[Stored data entries]
>>>>>

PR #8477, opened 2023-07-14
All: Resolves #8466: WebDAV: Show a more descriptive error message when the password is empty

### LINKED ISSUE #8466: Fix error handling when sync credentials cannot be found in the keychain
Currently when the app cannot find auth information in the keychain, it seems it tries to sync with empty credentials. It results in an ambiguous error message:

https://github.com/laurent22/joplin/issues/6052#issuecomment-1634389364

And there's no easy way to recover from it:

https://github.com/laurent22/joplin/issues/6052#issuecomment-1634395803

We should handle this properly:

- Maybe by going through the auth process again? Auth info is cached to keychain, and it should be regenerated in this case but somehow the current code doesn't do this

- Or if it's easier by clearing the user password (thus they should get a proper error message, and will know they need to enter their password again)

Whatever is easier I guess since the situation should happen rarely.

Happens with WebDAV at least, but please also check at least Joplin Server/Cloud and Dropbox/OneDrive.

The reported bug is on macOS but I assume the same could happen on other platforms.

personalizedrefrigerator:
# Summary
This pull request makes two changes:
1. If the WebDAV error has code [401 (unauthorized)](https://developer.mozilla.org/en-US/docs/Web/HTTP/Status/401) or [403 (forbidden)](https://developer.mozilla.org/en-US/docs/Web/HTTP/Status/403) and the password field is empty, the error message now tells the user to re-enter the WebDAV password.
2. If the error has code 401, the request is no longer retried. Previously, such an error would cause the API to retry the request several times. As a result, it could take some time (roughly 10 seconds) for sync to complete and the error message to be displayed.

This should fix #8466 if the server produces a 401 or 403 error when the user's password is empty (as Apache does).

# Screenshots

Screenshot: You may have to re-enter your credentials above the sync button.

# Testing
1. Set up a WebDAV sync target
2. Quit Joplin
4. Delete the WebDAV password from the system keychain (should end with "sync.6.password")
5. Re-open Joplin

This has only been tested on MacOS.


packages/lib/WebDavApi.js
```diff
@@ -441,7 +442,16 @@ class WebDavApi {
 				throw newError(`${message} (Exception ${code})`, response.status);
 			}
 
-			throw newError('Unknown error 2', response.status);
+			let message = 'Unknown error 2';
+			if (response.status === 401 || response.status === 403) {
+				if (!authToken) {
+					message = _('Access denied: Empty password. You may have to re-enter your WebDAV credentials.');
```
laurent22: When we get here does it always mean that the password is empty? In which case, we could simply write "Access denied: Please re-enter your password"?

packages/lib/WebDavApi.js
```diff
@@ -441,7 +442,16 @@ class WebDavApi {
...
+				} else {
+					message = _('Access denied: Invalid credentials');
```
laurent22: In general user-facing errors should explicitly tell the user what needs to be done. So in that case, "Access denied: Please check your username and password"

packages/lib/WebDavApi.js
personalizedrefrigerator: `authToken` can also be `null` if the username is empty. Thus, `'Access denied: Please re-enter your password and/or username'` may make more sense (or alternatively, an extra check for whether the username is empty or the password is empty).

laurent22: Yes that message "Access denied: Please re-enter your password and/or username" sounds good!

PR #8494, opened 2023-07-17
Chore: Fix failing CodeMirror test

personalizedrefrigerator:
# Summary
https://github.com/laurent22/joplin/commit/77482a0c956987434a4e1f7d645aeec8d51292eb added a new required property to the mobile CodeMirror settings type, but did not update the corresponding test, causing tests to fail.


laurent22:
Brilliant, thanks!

<<<<<
>>>>>

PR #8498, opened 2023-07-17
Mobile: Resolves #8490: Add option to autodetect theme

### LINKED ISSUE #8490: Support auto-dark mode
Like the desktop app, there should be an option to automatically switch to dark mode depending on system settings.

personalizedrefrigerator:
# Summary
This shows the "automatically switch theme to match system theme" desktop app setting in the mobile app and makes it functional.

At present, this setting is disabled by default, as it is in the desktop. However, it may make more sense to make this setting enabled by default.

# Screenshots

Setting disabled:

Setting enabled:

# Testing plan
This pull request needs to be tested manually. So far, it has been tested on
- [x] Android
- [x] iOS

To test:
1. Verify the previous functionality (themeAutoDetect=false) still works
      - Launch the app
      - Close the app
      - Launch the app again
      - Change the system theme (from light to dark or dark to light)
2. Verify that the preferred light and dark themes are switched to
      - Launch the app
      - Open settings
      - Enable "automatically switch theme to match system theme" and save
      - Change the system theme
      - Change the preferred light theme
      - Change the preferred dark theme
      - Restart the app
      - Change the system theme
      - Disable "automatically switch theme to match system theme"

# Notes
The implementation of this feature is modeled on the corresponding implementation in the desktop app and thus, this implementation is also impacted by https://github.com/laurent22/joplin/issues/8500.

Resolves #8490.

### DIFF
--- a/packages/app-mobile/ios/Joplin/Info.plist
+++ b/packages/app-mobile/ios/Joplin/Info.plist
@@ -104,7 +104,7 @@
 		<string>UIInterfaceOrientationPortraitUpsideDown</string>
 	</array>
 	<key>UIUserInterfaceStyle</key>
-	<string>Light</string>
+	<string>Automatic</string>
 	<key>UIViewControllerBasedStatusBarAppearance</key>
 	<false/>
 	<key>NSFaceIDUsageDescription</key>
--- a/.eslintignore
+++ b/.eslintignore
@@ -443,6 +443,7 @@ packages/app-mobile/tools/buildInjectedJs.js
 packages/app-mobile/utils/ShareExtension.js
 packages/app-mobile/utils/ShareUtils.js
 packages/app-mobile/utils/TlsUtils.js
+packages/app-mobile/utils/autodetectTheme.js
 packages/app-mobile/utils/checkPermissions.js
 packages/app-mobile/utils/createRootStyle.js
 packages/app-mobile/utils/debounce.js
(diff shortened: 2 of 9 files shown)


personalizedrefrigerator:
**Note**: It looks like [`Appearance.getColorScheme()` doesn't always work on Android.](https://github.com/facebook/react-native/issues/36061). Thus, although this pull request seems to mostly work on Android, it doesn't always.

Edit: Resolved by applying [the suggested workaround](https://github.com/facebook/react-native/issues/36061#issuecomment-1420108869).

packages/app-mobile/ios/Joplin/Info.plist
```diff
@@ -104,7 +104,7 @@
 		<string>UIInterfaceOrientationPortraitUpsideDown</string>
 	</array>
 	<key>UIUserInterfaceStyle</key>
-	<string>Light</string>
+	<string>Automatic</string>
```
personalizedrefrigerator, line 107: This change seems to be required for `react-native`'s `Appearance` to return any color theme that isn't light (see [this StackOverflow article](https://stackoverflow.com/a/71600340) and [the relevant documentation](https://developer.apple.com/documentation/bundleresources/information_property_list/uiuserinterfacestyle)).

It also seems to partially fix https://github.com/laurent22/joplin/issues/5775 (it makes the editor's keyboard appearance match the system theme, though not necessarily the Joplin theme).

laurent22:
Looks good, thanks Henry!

<<<<<

Work request >>
Of all the entries above, retype exactly the lines from the line with "### LINKED ISSUE #8490: Support" to the line with "<key>NSFaceIDUsageDescription</key>", both included, and no others.

Task solution >>
### LINKED ISSUE #8490: Support auto-dark mode
Like the desktop app, there should be an option to automatically switch to dark mode depending on system settings.

personalizedrefrigerator:
# Summary
This shows the "automatically switch theme to match system theme" desktop app setting in the mobile app and makes it functional.

At present, this setting is disabled by default, as it is in the desktop. However, it may make more sense to make this setting enabled by default.

# Screenshots

Setting disabled:

Setting enabled:

# Testing plan
This pull request needs to be tested manually. So far, it has been tested on
- [x] Android
- [x] iOS

To test:
1. Verify the previous functionality (themeAutoDetect=false) still works
      - Launch the app
      - Close the app
      - Launch the app again
      - Change the system theme (from light to dark or dark to light)
2. Verify that the preferred light and dark themes are switched to
      - Launch the app
      - Open settings
      - Enable "automatically switch theme to match system theme" and save
      - Change the system theme
      - Change the preferred light theme
      - Change the preferred dark theme
      - Restart the app
      - Change the system theme
      - Disable "automatically switch theme to match system theme"

# Notes
The implementation of this feature is modeled on the corresponding implementation in the desktop app and thus, this implementation is also impacted by https://github.com/laurent22/joplin/issues/8500.

Resolves #8490.

### DIFF
--- a/packages/app-mobile/ios/Joplin/Info.plist
+++ b/packages/app-mobile/ios/Joplin/Info.plist
@@ -104,7 +104,7 @@
 		<string>UIInterfaceOrientationPortraitUpsideDown</string>
 	</array>
 	<key>UIUserInterfaceStyle</key>
-	<string>Light</string>
+	<string>Automatic</string>
 	<key>UIViewControllerBasedStatusBarAppearance</key>
 	<false/>
 	<key>NSFaceIDUsageDescription</key>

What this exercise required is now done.